* WHAT TO DO
Output the line that contains "This could be", then every line beneath it through the end of the records, exactly as given and with no other lines.

*** Opening of PROVIDED ENTRIES ***

PR #6065, opened 2025-03-11
Support multiple files in `WP_CLI_EARLY_REQUIRE`

swissspidy:
See https://github.com/wp-cli/wp-cli-tests/issues/241

PR #6070, opened 2025-03-17
Add WP_CLI_REQUIRE env var for including extra php files

mrsdizzie:
As a companion to `WP_CLI_EARLY_REQUIRE` but doesn't include the files until after wp has been through the boostrap process. This is the same as using `--require` from the command line, or require in a yaml config file. The purpose for another way of requiring a file is for use in codecov testing, where it otherwise is not practical to conditionally include a php file at normal runtime using the existing methods in a testing environment.

See https://github.com/wp-cli/wp-cli-tests/issues/241 for more conversation. This is what https://github.com/wp-cli/wp-cli/pull/6065 was meant to address, but it didn't end up working out for this specific case since we can't include our codcov generate files that early on before wp has been through bootstrap

### DIFF
--- a/features/runcommand.feature
+++ b/features/runcommand.feature
@@ -338,3 +338,41 @@ Feature: Run a WP-CLI command
       """
       The used path is: /bad/path/
       """
+
+  Scenario: Check that required files are used from command arguments and ENV VAR
+    Given a WP installation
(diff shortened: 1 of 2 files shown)


swissspidy (approved):
Thank you, looks good to me! 👍

PR #6072, opened 2025-03-26
Detect MariaDB vs MySQL

swissspidy:
See:

* https://github.com/wp-cli/db-command/pull/280#issuecomment-2751656704
* https://github.com/wp-cli/db-command/pull/275
* https://github.com/wp-cli/db-command/issues/271
* https://github.com/wp-cli/.github/issues/123

MariaDB currently adds symlinks for `mysql` to use `mariadb` under the hood, but that is being deprecated and people get warnings like `Deprecated program name. It will be removed in a future release, use 'mariadb' instead`

With this change, the idea is to offer better utils for commands like db-command to pick the right binary.

I suppose that could imply that we officially support MariaDB, but I guess since WordPress core itself [recommends](https://wordpress.org/about/requirements/) it, we should at least test it.

### DIFF
--- a/composer.json
+++ b/composer.json
@@ -20,7 +20,7 @@
         "wp-cli/entity-command": "^1.2 || ^2",
         "wp-cli/extension-command": "^1.1 || ^2",
         "wp-cli/package-command": "^1 || ^2",
-        "wp-cli/wp-cli-tests": "^4.3.10"
+        "wp-cli/wp-cli-tests": "dev-try/fix/mariadb-support as 4.3.13"
     },
     "suggest": {
         "ext-readline": "Include for a better --prompt implementation",
--- a/composer.json
+++ b/composer.json
@@ -20,7 +20,7 @@
         "wp-cli/entity-command": "^1.2 || ^2",
         "wp-cli/extension-command": "^1.1 || ^2",
         "wp-cli/package-command": "^1 || ^2",
-        "wp-cli/wp-cli-tests": "dev-try/fix/mariadb-support as 4.3.13"
+        "wp-cli/wp-cli-tests": "dev-fix/mariadb-support as 4.3.13"
     },
     "suggest": {
         "ext-readline": "Include for a better --prompt implementation",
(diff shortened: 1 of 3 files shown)


swissspidy:
@mrsdizzie @schlessera curious to hear your thoughts

mrsdizzie:
Maybe it could be good to have one of the test runs use Mariadb instead of MySQL as well?

swissspidy:
Yes, see https://github.com/wp-cli/.github/issues/123

Feel free to submit a PR :)

mrsdizzie (approved):

tmuka:
It seems like this change may have introduced a hiccup in our workflow with wp-cli and mariadb.  

in my wordpress docker container i'm running
`sudo --preserve-env /bin/wp-cli.phar --color --allow-root --skip-ssl --skip-plugins --skip-themes --debug db import remote.sql`

Debug (db): Final MySQL command: /usr/bin/env mariadb --no-defaults --no-auto-rehash --batch --skip-column-names --host='db' --user='wordpress_user' --default-character-set='utf8' --execute='SELECT @@SESSION.sql_mode' (0.061s)
Error: Failed to get current SQL modes. Reason: ERROR 2026 (HY000): TLS/SSL error: SSL is required, but the server does not support it. 

I dug a little deeper to find a little more debugging info. running the command diretly shows the same error
```
root@2fdd893ad051:/var/www/html#  /usr/bin/env mariadb --no-defaults --no-auto-rehash --batch --skip-column-names --host='db' --user='wordpress_user' --default-character-set='utf8' --execute='SELECT @@SESSION.sql_mode'
ERROR 2026 (HY000): TLS/SSL error: SSL is required, but the server does not support it
```

i read adding the arg `--port='3306'` could help. that gets me a different error.  
```
root@2fdd893ad051:/var/www/html#  /usr/bin/env mariadb --no-defaults --no-auto-rehash --batch --skip-column-names --host='db' --port='3306' --user='wordpress_user' --default-character-set='utf8' --execute='SELECT @@SESSION.sql_mode'
WARNING: option --ssl-verify-server-cert is disabled, because of an insecure passwordless login.
ERROR 1045 (28000): Access denied for user 'wordpress_user'@'172.18.0.4' (using password: NO)
```

from there, it does work if i also add the "--password=blah" arg. 

Has anyone else overcome this in their workflow with docker+mariadb+wp-cli and can offer help?

PR #6076, opened 2025-04-02
Fix Gherkin lint issues

swissspidy:


features/command.feature
```diff
@@ -546,7 +546,7 @@ Feature: WP-CLI Commands
 
       SYNOPSIS
 
-        wp foo
```
swissspidy, line 549: This breaks the test.

ernilambar (approved):

PR #6096, opened 2025-05-16
PHPStan level 9

swissspidy:
Depends on:

* #6093


composer.json
```diff
@@ -16,12 +16,13 @@
         "wp-cli/php-cli-tools": "~0.12.4"
     },
     "require-dev": {
+        "phpstan/phpstan-phpunit": "^1.4.2",
```
swissspidy, line 19: Might wanna add this to `wp-cli/wp-cli-tests` actually

tests/UtilsTest.php
```diff
@@ -790,17 +800,17 @@ public static function dataEscLike() {
...
 	}
 
 	/**
 	 * @dataProvider dataEscLike
 	 */
+	#[DataProvider( 'dataEscLike' )] // phpcs:ignore PHPCompatibility.Attributes.NewAttributes.PHPUnitAttributeFound
 	public function test_esc_like_with_wpdb( $input, $expected ) {
 		global $wpdb;
-		$wpdb = $this->getMockBuilder( 'stdClass' )
-			->addMethods( [ 'esc_like' ] );
```
swissspidy, line 803: Might need some help here with getting the mocking to work in newer PHPUnit versions. Looks like you can't just mock `stdClass` anymore and add arbitrary methods to it.

swissspidy:
@wp-cli/committers with tests passing, this is now ready for review. Apologies for the large PR :-)

Merging this and later https://github.com/wp-cli/wp-cli-tests/pull/262 will help unblock further type improvements in the respective commands.

php/class-wp-cli.php
```diff
@@ -903,6 +911,8 @@ public static function warning( $message ) {
 	 * @param string|WP_Error|Exception|Throwable $message Message to write to STDERR.
 	 * @param boolean|integer            $exit    True defaults to exit(1).
 	 * @return null
+	 *
+	 * @phpstan-return ($exit is true ? never : void)
```
lipemat:
```suggestion
	 * @phpstan-return ($exit is true|positive-int ? never : void)
```

swissspidy: Thanks!

szepeviktor:
What are cooking here in your secret kitchen, Pascal?

swissspidy:
Dang, I thought I could keep this a secret 😃

PR #6099, opened 2025-06-10
Use Mustache v3

swissspidy:
Mustache v3 finally adds PHP 8.4 compatibility

Also means we don't need our forked version anymore going forward


ernilambar (approved):
Nice.

PR #6095, opened 2025-05-09
Add JSON schema for `wp-cli.yml`

swissspidy:
Still work in progress.

Doesn't seem to work for aliases yet 🤔 

Some automated validation would be nice, maybe with a GitHub Action.

This could be added to https://www.schemastore.org/ eventually.

Fixes #5718

PR #6104, opened 2025-07-11
Add JSON schema validation

johnbillion:
A JSON schema and example wp-cli.yml file were added in #6095. This adds JSON schema validation for the YAML file (and any others that are added to that directory) using `justinrainbow/json-schema`. Notably, this package is already a transient dependency as it's used by `composer/composer`, so although this is now an explicit dependency it's not an additional dependency.

Two fixes are made to the schema:

1. Support for the `$schema` property
2. A more specific regex for the subcommand properties so it's not matched by single word keys

### DIFF
--- a/composer.json
+++ b/composer.json
@@ -16,6 +16,7 @@
         "wp-cli/php-cli-tools": "~0.12.4"
     },
     "require-dev": {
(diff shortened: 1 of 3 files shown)


swissspidy (approved):
Awesome, thank you!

*** Close of PROVIDED ENTRIES ***

* WRITTEN ANSWER
This could be added to https://www.schemastore.org/ eventually.

Fixes #5718

PR #6104, opened 2025-07-11
Add JSON schema validation

johnbillion:
A JSON schema and example wp-cli.yml file were added in #6095. This adds JSON schema validation for the YAML file (and any others that are added to that directory) using `justinrainbow/json-schema`. Notably, this package is already a transient dependency as it's used by `composer/composer`, so although this is now an explicit dependency it's not an additional dependency.

Two fixes are made to the schema:

1. Support for the `$schema` property
2. A more specific regex for the subcommand properties so it's not matched by single word keys

### DIFF
--- a/composer.json
+++ b/composer.json
@@ -16,6 +16,7 @@
         "wp-cli/php-cli-tools": "~0.12.4"
     },
     "require-dev": {
(diff shortened: 1 of 3 files shown)


swissspidy (approved):
Awesome, thank you!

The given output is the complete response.